I guess that some process/application or someone manually cleared column doc_list in package_r.
If you don't want such entries, just add condition and trim(doc_list) is not null in subquery p.
for the ones it gets right on the package part (they have a bad value) it is bringing back the wrong docname/doc_id to replace the bad value with, it is a different doc_id in the list.
I understand this only partially.

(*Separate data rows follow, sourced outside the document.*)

PR #33139, opened 2024-05-02
fix: Remove redundant action collection update call on page load in edit mode

dvj1988:
## Description
If there are any functions in a JS Object that accept an argument, an update action collection for the JavaScript object is triggered when the application first loads. These update calls alter the lastUpdatedAt time of a page merely by opening the application in edit mode, without making any changes.

In getDifferenceInJSCollection, we check if the arguments to the action (function in a JS object) are the same as those in the Redux store. This check is not required as we are already checking the equality of the body and arguments are also part of the body.

This check was always returning false because one of the object has an extra value key
```
x = [{ name: "argument1" }]
y = [{ name: "argument1" , value: undefined }]
```

Fixes #`Issue Number`  
_or_  
Fixes `Issue URL`
> [!WARNING]  

## Automation

/ok-to-test tags="@tag.All"

> [!TIP]
> Workflow run: <https://github.com/appsmithorg/appsmith/actions/runs/8967578757>
> Commit: 5b1cdb75986374be3469b22382c542bf123a8ead
> Cypress dashboard url: <a href="https://internal.appsmith.com/app/cypress-dashboard/rundetails-65890b3c81d7400d08fa9ee5?branch=master&workflowId=8967578757&attempt=2" target="_blank">Click here!</a>

## Communication
- [ ] Yes
- [x] No


vsvamsi1:
@dvj1988 Can you add some test cases to the case your trying to optimise.

dvj1988:
> @dvj1988 Can you add some test cases to the case your trying to optimise.

This method is already covered in the test cases defined in `app/client/src/utils/JSPaneUtils.test.ts`. The case this PR changes is also covered in the test case `gets updated params value in difference`.

Screenshot 2024-05-06 at 5 21 22 PM

PR #33355, opened 2024-05-10
[ops]: add warning for custom APPSMITH_GIT_ROOT

pratapaprasanna:


sharat87 (approved):

deploy/docker/fs/opt/appsmith/utils/bin/backup.js
```diff
@@ -134,6 +134,11 @@ async function createGitStorageArchive(destFolder) {
 
   const gitRoot = getGitRoot(process.env.APPSMITH_GIT_ROOT);
 
+  if (gitRoot != "/appsmith-stacks/git-storage/"){
```
sharat87, line 137: This condition will always fail, even if custom git root isn't set. If you see the function `getGitRoot`, we have:

shot-2024-05-27-04-17-05

The default value there doesn't have a trailing `/`. Can we test and verify this once please?

sharat87 (changes requested):

deploy/docker/fs/opt/appsmith/utils/bin/backup.js
pratapaprasanna: Yea got it

sharat87 (approved):

PR #33374, opened 2024-05-13
fix: Changing font causes visual distortion; more noticeable than what used to happen on the base DP

### LINKED ISSUE #33331: [Bug]: Changing font causes visual distortion; more noticeable than what used to happen on the base DP

### Description

changing font causes visual distortion; more noticeable than what used to happen on the base DP

### Steps To Reproduce

1. Change app theme one by one as seen in the video and notice the visual "jiggle" widgets do to adjust spacing 

### Public Sample App

_No response_

### Environment

Deploy Preview

### Severity

Low (Cosmetic UI issues)

### Issue video log

https://www.loom.com/share/fd8ad97824324fe2b74c87a3d58bb526?sid=3539c3ff-46ff-4d26-a5d4-e1e9dbc44541

### Version

cloud

jsartisan:
Fixes #33331

### DIFF
--- a/app/client/packages/design-system/theming/src/hooks/src/useCssTokens.tsx
+++ b/app/client/packages/design-system/theming/src/hooks/src/useCssTokens.tsx
@@ -76,13 +76,11 @@ export function useCssTokens(props: Theme) {
         ${getTypographyCss(typography)}
       `);
     }
-  }, [typography]);
 
-  useEffect(() => {
     setFontFamilyClassName(css`
       ${fontFamilyCss(fontFamily)}
     `);
-  }, [fontFamily]);
+  }, [typography, fontFamily]);
 
   useEffect(() => {
     setProviderClassName(css`
--- a/app/client/src/pages/Editor/IDE/EditorPane/UI/Add.tsx
+++ b/app/client/src/pages/Editor/IDE/EditorPane/UI/Add.tsx
@@ -22,7 +22,7 @@ const AddWidgets = (props: { focusSearchInput?: boolean }) => {
         onCloseClick={closeButtonClickHandler}
         titleMessage={EDITOR_PANE_TEXTS.widgets_create_tab_title}
       />
-      <Flex flexDirection="column" gap="spaces-3" overflowX="scroll">
+      <Flex flexDirection="column" gap="spaces-3" overflowX="auto">
         <UIEntitySidebar focusSearchInput={props.focusSearchInput} isActive />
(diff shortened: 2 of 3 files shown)


app/client/packages/design-system/theming/src/hooks/src/useCssTokens.tsx
```diff
@@ -76,13 +76,11 @@ export function useCssTokens(props: Theme) {
...
       `);
     }
-  }, [typography]);
 
-  useEffect(() => {
     setFontFamilyClassName(css`
       ${fontFamilyCss(fontFamily)}
     `);
-  }, [fontFamily]);
+  }, [typography, fontFamily]);
```
jsartisan, line 83: @KelvinOm Moved the setting font and typography calculation under one useeffect. Hope it won't mess anything else.

KelvinOm: This won't help, since this change won't actually change anything. To be honest, I don't see a way to fix this behavior, because if we change Font Family, browser makes reflow, browser also makes reflow, since we have to apply new font parameters that capsize returned for us. These are two different processes and there is no way to merge them even if we apply all the changes at the same time. So I don't see a way to avoid this. That's how it works. 

We could make it more gentle for the user by hiding applications and showing the loader for a while. I.e. through UI/UX approach. 

cc @jsartisan @ichik @ramsaptami

ichik: Why do we need to apply the changes to font-family immediately instead of waiting for the capsize calculations? Also the visual jiggle seems to be from re-calculations of inner-spacing scale happening in the second pass rather than anything typographic.

KelvinOm: > Why do we need to apply the changes to font-family immediately instead of waiting for the capsize calculations?
It won't change this. We can apply it before, immediately, or after.

Here is an example if we apply font-family with a delay(100 ms).
https://github.com/appsmithorg/appsmith/assets/11555074/8d533e35-ea8f-4bd6-9e59-b9bd283e2b38

> Also the visual jiggle seems to be from re-calculations of inner-spacing scale happening in the second pass rather than anything typographic.
This is in particular due to the fact that we change the font size, line height and compensators (margins).

jsartisan:
Closing this PR as it does not solve the issue.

Can you add such entries to your examples (in Fiddle or just edit your question and add problematic input rows and expected output for them?)
"It doesn't matter which new id goes into which position value".
Assignment I made this way - if we had two old docs with names "ABC", "DEF" and corrected docs have names "XXA", "DE12"
then they will be linked as "ABC"->"DE12" and "DEF"->"XXA" (alphabetical ordering seems more rational than totally random).
To make assigning random change order by ... to order by null in both row_number() functions.